### WHAT IS NEEDED
All lines of the data shown below should be output exactly as they stand.

(Saved entries)
PR #2102, opened 2022-09-27
Added accessibility service disclosure prompt for Android

mp-bw:
## Type of change
- [ ] Bug fix
- [X] New feature development
- [ ] Other

## Objective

### REPLY TO THE EXERCISE
PR #2102, opened 2022-09-27
Added accessibility service disclosure prompt for Android

mp-bw:
## Type of change
- [ ] Bug fix
- [X] New feature development
- [ ] Other

## Objective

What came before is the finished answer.